How to complete this task:
The listing below holds a line with "PR #1386, opened 2024-11-25" and a later line with "I would like". Write out those two lines and every line between them, exactly, and nothing else.

#####

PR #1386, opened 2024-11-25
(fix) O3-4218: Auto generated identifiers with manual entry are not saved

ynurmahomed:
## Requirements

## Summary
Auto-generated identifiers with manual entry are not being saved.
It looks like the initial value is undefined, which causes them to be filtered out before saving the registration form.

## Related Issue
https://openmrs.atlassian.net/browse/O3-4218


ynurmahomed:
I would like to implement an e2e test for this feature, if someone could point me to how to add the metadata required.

#####

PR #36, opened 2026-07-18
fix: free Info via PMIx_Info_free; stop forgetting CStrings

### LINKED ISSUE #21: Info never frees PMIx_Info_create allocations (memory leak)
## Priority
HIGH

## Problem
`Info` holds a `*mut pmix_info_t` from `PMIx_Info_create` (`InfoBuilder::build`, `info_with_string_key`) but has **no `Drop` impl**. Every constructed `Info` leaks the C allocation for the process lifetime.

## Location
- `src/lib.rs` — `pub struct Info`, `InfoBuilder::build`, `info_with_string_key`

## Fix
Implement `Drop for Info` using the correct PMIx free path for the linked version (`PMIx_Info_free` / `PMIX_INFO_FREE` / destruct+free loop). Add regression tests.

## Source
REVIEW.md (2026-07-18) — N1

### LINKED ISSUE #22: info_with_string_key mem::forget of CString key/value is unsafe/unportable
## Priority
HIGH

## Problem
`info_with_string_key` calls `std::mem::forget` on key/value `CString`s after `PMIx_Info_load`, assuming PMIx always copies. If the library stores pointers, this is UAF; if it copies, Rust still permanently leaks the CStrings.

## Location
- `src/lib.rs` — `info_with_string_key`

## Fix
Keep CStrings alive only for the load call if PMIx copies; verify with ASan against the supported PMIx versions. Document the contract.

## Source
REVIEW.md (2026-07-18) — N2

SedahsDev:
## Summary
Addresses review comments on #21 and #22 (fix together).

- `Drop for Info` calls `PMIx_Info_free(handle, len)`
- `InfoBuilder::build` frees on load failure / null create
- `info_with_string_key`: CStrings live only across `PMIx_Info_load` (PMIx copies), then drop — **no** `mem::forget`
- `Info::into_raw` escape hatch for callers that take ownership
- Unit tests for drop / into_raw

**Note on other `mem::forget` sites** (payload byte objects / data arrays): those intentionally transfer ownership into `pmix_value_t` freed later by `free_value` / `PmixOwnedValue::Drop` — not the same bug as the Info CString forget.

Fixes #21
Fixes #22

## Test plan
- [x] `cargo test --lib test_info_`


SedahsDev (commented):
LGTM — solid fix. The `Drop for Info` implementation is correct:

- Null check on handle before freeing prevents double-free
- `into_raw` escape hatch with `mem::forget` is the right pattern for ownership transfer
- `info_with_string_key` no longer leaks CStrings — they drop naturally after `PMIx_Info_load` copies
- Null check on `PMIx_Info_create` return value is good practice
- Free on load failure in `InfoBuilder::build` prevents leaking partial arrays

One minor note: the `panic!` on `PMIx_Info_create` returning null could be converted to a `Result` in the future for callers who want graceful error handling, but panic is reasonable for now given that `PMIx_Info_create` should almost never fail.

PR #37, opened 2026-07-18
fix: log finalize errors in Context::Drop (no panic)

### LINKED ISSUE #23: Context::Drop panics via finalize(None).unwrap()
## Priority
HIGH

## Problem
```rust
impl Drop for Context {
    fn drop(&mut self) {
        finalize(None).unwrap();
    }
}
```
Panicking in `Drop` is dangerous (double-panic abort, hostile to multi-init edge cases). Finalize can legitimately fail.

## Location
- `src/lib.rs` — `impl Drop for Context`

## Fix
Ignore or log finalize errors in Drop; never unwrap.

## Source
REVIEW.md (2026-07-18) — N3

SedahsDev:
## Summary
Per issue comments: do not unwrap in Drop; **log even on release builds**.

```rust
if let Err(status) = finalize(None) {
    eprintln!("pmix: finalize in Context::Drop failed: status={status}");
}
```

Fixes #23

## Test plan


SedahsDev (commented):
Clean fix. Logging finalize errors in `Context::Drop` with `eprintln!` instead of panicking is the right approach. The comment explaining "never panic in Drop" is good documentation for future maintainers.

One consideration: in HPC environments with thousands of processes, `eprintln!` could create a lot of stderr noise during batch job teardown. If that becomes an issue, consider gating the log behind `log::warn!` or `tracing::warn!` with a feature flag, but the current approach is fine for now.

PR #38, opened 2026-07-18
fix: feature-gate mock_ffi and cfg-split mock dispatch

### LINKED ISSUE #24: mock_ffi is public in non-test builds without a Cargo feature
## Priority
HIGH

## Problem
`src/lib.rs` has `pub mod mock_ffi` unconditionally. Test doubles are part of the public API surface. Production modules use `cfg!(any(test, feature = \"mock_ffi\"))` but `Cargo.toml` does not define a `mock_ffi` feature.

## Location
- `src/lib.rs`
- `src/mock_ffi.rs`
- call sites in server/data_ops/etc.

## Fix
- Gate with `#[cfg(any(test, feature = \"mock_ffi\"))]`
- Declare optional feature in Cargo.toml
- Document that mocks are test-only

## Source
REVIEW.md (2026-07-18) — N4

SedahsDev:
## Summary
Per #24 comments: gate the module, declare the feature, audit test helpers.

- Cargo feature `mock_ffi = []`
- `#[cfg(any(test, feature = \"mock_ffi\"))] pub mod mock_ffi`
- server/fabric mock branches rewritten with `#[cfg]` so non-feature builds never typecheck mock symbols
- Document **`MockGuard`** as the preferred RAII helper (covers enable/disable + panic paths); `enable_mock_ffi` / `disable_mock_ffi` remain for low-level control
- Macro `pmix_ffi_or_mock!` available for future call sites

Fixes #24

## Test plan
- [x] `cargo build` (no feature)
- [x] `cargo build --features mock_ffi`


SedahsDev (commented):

#####

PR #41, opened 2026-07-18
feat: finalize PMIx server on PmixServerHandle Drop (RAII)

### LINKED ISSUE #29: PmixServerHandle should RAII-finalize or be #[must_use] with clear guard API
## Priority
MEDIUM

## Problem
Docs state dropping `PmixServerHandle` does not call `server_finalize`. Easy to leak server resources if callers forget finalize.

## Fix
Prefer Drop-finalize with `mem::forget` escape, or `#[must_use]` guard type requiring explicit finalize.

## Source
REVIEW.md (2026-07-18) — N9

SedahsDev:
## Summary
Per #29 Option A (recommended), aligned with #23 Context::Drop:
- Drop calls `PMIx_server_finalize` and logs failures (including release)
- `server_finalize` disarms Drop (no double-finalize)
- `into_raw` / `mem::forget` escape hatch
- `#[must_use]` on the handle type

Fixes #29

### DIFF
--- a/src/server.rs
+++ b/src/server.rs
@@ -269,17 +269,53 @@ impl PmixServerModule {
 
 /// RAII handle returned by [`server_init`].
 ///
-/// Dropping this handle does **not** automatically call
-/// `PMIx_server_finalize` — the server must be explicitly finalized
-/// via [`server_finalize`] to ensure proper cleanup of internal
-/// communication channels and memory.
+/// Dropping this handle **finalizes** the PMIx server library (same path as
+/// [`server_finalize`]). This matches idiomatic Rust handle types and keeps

#####

Your solution:
PR #1386, opened 2024-11-25
(fix) O3-4218: Auto generated identifiers with manual entry are not saved

ynurmahomed:
## Requirements

## Summary
Auto-generated identifiers with manual entry are not being saved.
It looks like the initial value is undefined, which causes them to be filtered out before saving the registration form.

## Related Issue
https://openmrs.atlassian.net/browse/O3-4218


ynurmahomed:
I would like to implement an e2e test for this feature, if someone could point me to how to add the metadata required.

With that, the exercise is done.